This discursive intervention was accompanied by feminist efforts to provide for some of the needs they had politicized and reinterpreted. Activists organized battered women's shelters, places of refuge and of consciousness-raising. The organization of these shelters was non-hierarchical; there were no clear lines between staff and users. Many of the counselors and organizers had themselves been battered, and a high percentage of the women who used the shelters went on to counsel other battered women and to become movement activists. Concomitantly, these women came to adopt new self-descriptions. Whereas most had originally blamed themselves and defended their batterers, many came to reject that interpretation in favor of a politicized view that offered them new models of agency. In addition, these women modified their affiliations and social identifications. Whereas most had earlier felt identified with their batterers, many came instead to affiliate with other women.

This organizing eventually had an impact on wider discursive publics. By the late 1970s, feminists had largely succeeded in establishing domestic violence against women as a bona fide political issue. They managed in some cases to change attitudes and policies of police and the courts, and they won for this issue a place on the informal political agenda. Now the needs of battered women were sufficiently politicized to become candidates for publicly organized satisfaction. Finally, in several municipalities and localities, movement shelters began receiving local government funding.
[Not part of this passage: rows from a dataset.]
PR #4053, opened 2023-03-15
Add No-Adviser plugin

Daylend:
Disables the Activity Adviser button next to the minimap when in combat, or optionally, all the time.

### DIFF
--- a/plugins/no-adviser
+++ b/plugins/no-adviser
@@ -1,0 +1,2 @@
+repository=https://github.com/Daylend/disable-adviser.git
+commit=c69e6bdd83807ce01d0a082b38f853db030010a6


Daylend:
First time PR. Changing from `com.example` to `com.noadviser` broke it somehow. Will look into it later.

Nightfirecat:
You should be using `plugins=com.noadviser.NoAdviserPlugin`, not just `com.noadviser`.

Nightfirecat:
Side note, can't the activity adviser be disabled ingame? I'm not sure who this plugin caters to

iProdigy:
It should be `com.noadviser.NoAdviserPlugin` in runelite-plugin.properties

Skretzo:
Yes, it is possible to remove the activity adviser orb in the in-game settings
image

Daylend:
> Yes, it is possible to remove the activity adviser orb in the in-game settings image

Thanks for this, I wasn't aware of this feature.

By default the plugin only disables the activity adviser when the player is in combat, so there is still some merit to using this if you don't want to re-enable the button every time you want to use it. For me that's the largest annoyance since it can get you killed if you misclick it during a raid, for example. It's a small benefit, but it's also a small plugin. So I'll leave it up to whoever decides these things if they think it's worthy of a spot or not.

Thanks for the help everyone!

PR #4059, opened 2023-03-15
[region-locker] Update GPU

slaytostay:
Tested and working

### DIFF
--- a/plugins/region-locker
+++ b/plugins/region-locker
@@ -1,2 +1,2 @@
 repository=https://github.com/slaytostay/region-locker.git
-commit=7c2b2cb717d06fbdc447ef86b127c6d2e32a8e8c
+commit=b14e27896518dfaa5e68c8884c2f124b13f8456c
--- a/plugins/region-locker
+++ b/plugins/region-locker
@@ -1,2 +1,2 @@
 repository=https://github.com/slaytostay/region-locker.git
-commit=b14e27896518dfaa5e68c8884c2f124b13f8456c
+commit=ac106b7a82abee9eabf9f4d3b740b9f613917214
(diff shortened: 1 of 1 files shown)


raiyni:
We'd prefer you to not submit something that you haven't built and tested.

slaytostay:
> We'd prefer you to not submit something that you haven't built and tested.

That makes sense, sorry. Currently I don't have a development environment I can build and test on, I should probably just find a new maintainer.

slaytostay:
> Is there any appetite for removing the need to copy the entire GPU plugin here? It would probably be easier to maintain if it could instead extend RuneLite's GPU plugin class and make the few modifications it wants. The GPU portion of the plugin could then be reduced to this: https://github.com/aHooder/region-locker/blob/80786c940a3deae405a6ac6cd62e16cc1f5c2ac7/src/main/java/com/gpu/RegionGpuPlugin.java
> 
> It would require the following small change to RuneLite core though: [aHooder/runelite@29b5fb2](https://github.com/aHooder/runelite/commit/29b5fb275192e6992615b7d9883e043e183a2017)
> 
> [This small bit of reflection code](https://github.com/aHooder/region-locker/blob/80786c940a3deae405a6ac6cd62e16cc1f5c2ac7/src/main/java/com/gpu/RegionGpuPlugin.java#L114-L121) would also be unnecessary if those two things were made public in the core GPU plugin.
> 
> [Here's a full diff](https://github.com/aHooder/region-locker/compare/08168b7fba136be63926c2b37de0d75d901fdb44..extend-gpu-plugin) of the region locker changes, if that's more interesting.

That would be perfect, thank you for this. Was looking for something like this when the plugin came out, had no idea this would be possible.

aHooder:
I should add, I also ported this to LWJGL in the commit before the changes in my previous comment. Here's a link to the commit: https://github.com/aHooder/region-locker/commit/d47f9843156ea7b3d0531a7aa94a48d2fb86d11f
I can confirm that one works on my end.

aHooder:
@slaytostay I can help with maintaining region locker if you'd like. [I currently maintain 117HD](https://github.com/runelite/plugin-hub/blob/master/plugins/117hd#L3), so it's somewhat closely related.

PR #4063, opened 2023-03-15
Created toxic-npcs plugin details

TheJamesLJ:
### Plugin Name
Toxic NPCs on Player Death

### Overview
Heavily inspired by IdylRS and his 'bad plugins' idea for toxic npcs that will be toxic to the player if they die.

When a nearby player dies, all nearby npcs will display overhead text that makes fun of them for dying.

Depending on the npc that displays overhead text, there is unique dialogue that will display for them, i.e. God Wars Dungeon bosses and Jad.


raiyni:
We have denied plugins similar to this before https://github.com/runelite/runelite/issues/12683 https://github.com/runelite/plugin-hub/pull/704

PR #4073, opened 2023-03-17
Update Region Locker

aHooder:
@slaytostay has added me as a maintainer and asked me to submit a PR here: https://github.com/slaytostay/region-locker/pull/31#issuecomment-1474084401

This removes the dependency on JOGL and brings it in line with RuneLite's current GPU plugin.


Lorentary:
This only happens when the HD plugin is also enabled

From the feminist perspective, this represented a significant victory, but it was not without cost. Municipal funding brought with it a variety of new administrative constraints ranging from accounting procedures to regulation, accreditation, and professionalization requirements. As a consequence, publicly funded shelters underwent a transformation. Increasingly, they came to be staffed by professional social workers, many of whom had not themselves experienced battery. Thus, a division between professional and client supplanted the more fluid continuum of relations that characterized the earlier shelters. Moreover, since many social-work staffs have been trained to frame problems in a quasi-psychiatric perspective, this perspective structures the practices of many publicly funded shelters even despite the intentions of individual staff, many of whom are politically committed feminists. Consequently, the practices of such shelters have become more individualizing and less politicized. Battered women tend now to be positioned as clients. They are increasingly psychiatrized, addressed as victims with deep, complicated selves. They are only rarely addressed as potential feminist activists. Increasingly, the language-game of therapy has supplanted that of consciousness-raising. And the neutral scientific language of “spousal abuse” has supplanted more political talk of “male violence against women.” Finally, the needs of battered women have been substantially reinterpreted. The far-reaching earlier claims for the social and economic prerequisites of independence have tended to give way to a narrower focus on the individual woman's problems of “low self-esteem.”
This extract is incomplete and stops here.